Menopoz ve menopoz rahatsızlığına ilişkin giderleriniz poliçe kapsamı dahilindedir. Poliçenizi menopoz tetkikleri ( mammografi, smear, kemik yoğunluğu ölçümü, vb.). hormonal ilaçlar ( premarin, estraderm tts vb.) ve kemik erimesine ilişkin tedaviler sırasında rahatlıkla kullanabilirsiniz.
Yurtdışı seyahat sağlık poliçesinin neleri kapsamaktadır?
Seyahat sağlık sigortası ulaşım yollarından herhangi birisini kullanarak yurt içinde, yurt dışına veya yurt dışından ülkemize seyahat edenleri, seyahatleri esnasında karşılaşabilecekleri ani ortaya çıkan sağlık risklerine karşı koruyan bir özel sigorta türüdür.

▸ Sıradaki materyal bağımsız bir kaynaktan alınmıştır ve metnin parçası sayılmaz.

PR #25002, opened 2023-12-30
New LLVM 16 release to fix Homebrew installing zstd in nonstandard location

alan-j-hu:
Should fix the issue at https://github.com/alan-j-hu/llvm-dune/issues/18. @jordydickinson do you think you could test this out and make sure it works for you?

### DIFF
--- a/packages/llvm/llvm.16.0.6+nnp+fix-homebrew/opam
+++ b/packages/llvm/llvm.16.0.6+nnp+fix-homebrew/opam
@@ -1,0 +1,36 @@
+opam-version: "2.0"
+synopsis: "The OCaml bindings distributed with LLVM"
+description: "Note: LLVM should be installed first."
+maintainer: "Alan Hu <alanh@ccs.neu.edu>"
+authors: [
+  "Alan Hu <alanh@ccs.neu.edu>"
+  "Kate <kit-ty-kate@outlook.com>"
+  "Gordon Henriksen <gordonhenriksen@mac.com>"
+  "whitequark <whitequark@whitequark.org>"
+  "The LLVM team"
+]
+license: "Apache-2.0 WITH LLVM-exception"
+homepage: "http://llvm.moe"
+doc: "http://llvm.moe/ocaml"
+bug-reports: "http://llvm.org/bugs/"
+depends: [
+  "ocaml" {>= "4.00.0"}
+  "dune" {>= "2.7"}
+  "ctypes" {>= "0.4"}
+  "conf-llvm" {build & = "16"}
+]
+build: [
+  ["./setup.sh" conf-llvm:config]
+  ["dune" "build" "--release" "-j" jobs]
+  ["rm" "%{name}%.install"]
+]
+install: ["./install.sh" prefix]
+dev-repo: "git+https://github.com/alan-j-hu/llvm-dune.git"
+url {
+  src:
+    "https://github.com/alan-j-hu/llvm-dune/releases/download/v16.0.6%2Bnnp%2Bfix-homebrew/llvm-dune-full-minified-16.0.6-fix-homebrew.tar.gz"
+  checksum: [
+    "md5=4c242a4e6a9d76b2ca493b2f14eab3ce"
+    "sha512=cc618295f1a618fdb67b65fc65d1bc40e856ad2cb0200e43573776235dca6cab"
+  ]
+}


jordydickinson:
How do I test this?

alan-j-hu:
Can you try `opam repo add llvm-homebrew https://github.com/alan-j-hu/opam-repository.git#llvm-16-fix-homebrew`? Let me know if this doesn't work.

jordydickinson:
It installs with no errors.

alan-j-hu:
The problem which this release fixes involves the interaction of multiple factors between Apple, Homebrew, and LLVM:

Apple's previous Macs used Intel, but its newest Macs use ARM (the Mac M1 and onward). To ease the transition, Apple has an emulation layer called Rosetta that can execute Intel binaries on ARM. Therefore, Intel and ARM binaries may for now coexist on the new ARM-based Macs. The older versions of Homebrew installed packages in the "standard" location, `/usr/local`. However, in the interest of having Intel binaries and ARM binaries coexist, Homebrew began installing packages compiled for ARM in `/opt/homebrew`. This change is discussed at https://github.com/Homebrew/brew/issues/9177. Another reason for the change cited in the discussion is the desire for Homebrew not to install packages in the "standard" location `/usr/local`, where they may collide with other installations. However, this reason seems to be an ex-post-facto justification, as this change in fact breaks other software that expects to find packages in the standard location.

As a security feature on Apple, child processes ignore the `LD_LIBRARY_PATH` variable. There is no way to change the default path for searching for libraries.

The `llvm-config` tool outputs the necessary flags to compile and link programs using the LLVM libraries. The [flags for system libraries are hardcoded](https://github.com/llvm/llvm-project/blob/7cbf1a2591520c2491aa35339f227775f4d3adf6/llvm/tools/llvm-config/llvm-config.cpp#L736-L740) and `llvm-config` tool does not perform any search for packages. The linker will see the `-lzstd` flag and look for the shared object file in the standard locations, but will not find the Homebrew-installed zstd package on ARM-based Macs.

The Homebrew "recipe" for zstd [alters the path](https://github.com/Homebrew/homebrew-core/blob/53abc41dc5ae17bb7616eac4f74474859590ed51/Formula/z/zstd.rb#L55) in the `.pc` file, allowing `pkg-config` to find the location of `zstd`.

So, the causes of the issue are as follows:
- Apple switching from Intel to ARM for its Macs
- Homebrew installing packages to a nonstandard location on ARM-based Macs so Intel binaries and ARM binaries can coexist
- Apple not providing a way to change the default path for looking up library files for security reasons
- `llvm-config` hardcoding the `-lzstd` flag and not performing any logic to look for system dependencies
  - `pkg-config` can find the zstd package because Homebrew changes the prefix in the `.pc` file

I feel that opam packages generally expect Homebrew to work out of the box, treating it as an ordinary package manager, as `os-distribution = "homebrew"` is a supported filter for depexts. The fact that Homebrew is now installing packages in a non-standard location is very inconveniencing, and I wonder if this change breaks other opam packages as well.

It's not clear to me which party is ultimately "responsible" for fixing this issue, but I'm going ahead and fixing the issue in this package by explicitly looking up the zstd package using `pkg-config`, adding a dependency on `conf-pkg-config`. I'm curious what the opam-repository maintainers think about this issue.

Please let me know if my explanation is unclear or incorrect.

alan-j-hu:
Hey, it's been several months since I opened this PR and there has been no action from the opam-repository maintainers. I want to understand what they think of this PR, and of the changes on Mac and Homebrew that broke stuff,

samoht:
Apologies - this is a tricky package, and I suppose none of the maintainers have time to understand the various issues at play. I think that would help if you could review the CI failures (in https://opam.ci.ocaml.org/github/ocaml/opam-repository/commit/4d9fad21a5bc93fd3b1cd19733ce12ee7f259505) and report if these errors are expected or not.

alan-j-hu:
@samoht The compile errors for the binsec package are because of the change from the typed to opaque pointer API. Its LLVM dependency needs to have a version bound of < 16.

The other errors relate to failures to install the system LLVM package in some way or another.

alan-j-hu:
The binsec issue is addressed in https://github.com/ocaml/opam-repository/pull/25667. That PR should be merged first, because it's straightforward while this one may involve some consideration.

shonfeder:
Hello @alan-j-hu! I'm just circling around to see if you think we may be in a position to land this, or at least whether we should put this pack in the queue of PRs needing maintainer attention, now that the PR you noted in https://github.com/ocaml/opam-repository/pull/25002#issuecomment-2052705536 seems to be merged. Let me know what you think!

Sigortacı, seyahat sırasında poliçenin geçerlilik tarihleri arasında meydana gelen bir kaza veya önceden mevcut bir duruma bağlı olmayan hastalık hali sonucunda, planlanan seyahat süresi dışında meydana gelmemesi kaydıyla, Sigortalı' ya, poliçede belirtilen teminatları sağlar.
Seyahat sağlık poliçesine yaş aralığı nedir?
Seyahat sigortası her yaş grubu kişiler için alınabilir. Ancak 70 yaş ve üstü kişiler için sadece kaza sonucu oluşan sağlık giderleri ve tıbbi nakiller karşılanır. Acil olsa da Hastalık sonucu oluşabilecek sağlık giderleri 70 yaş ve üstü için kapsam dışındadır.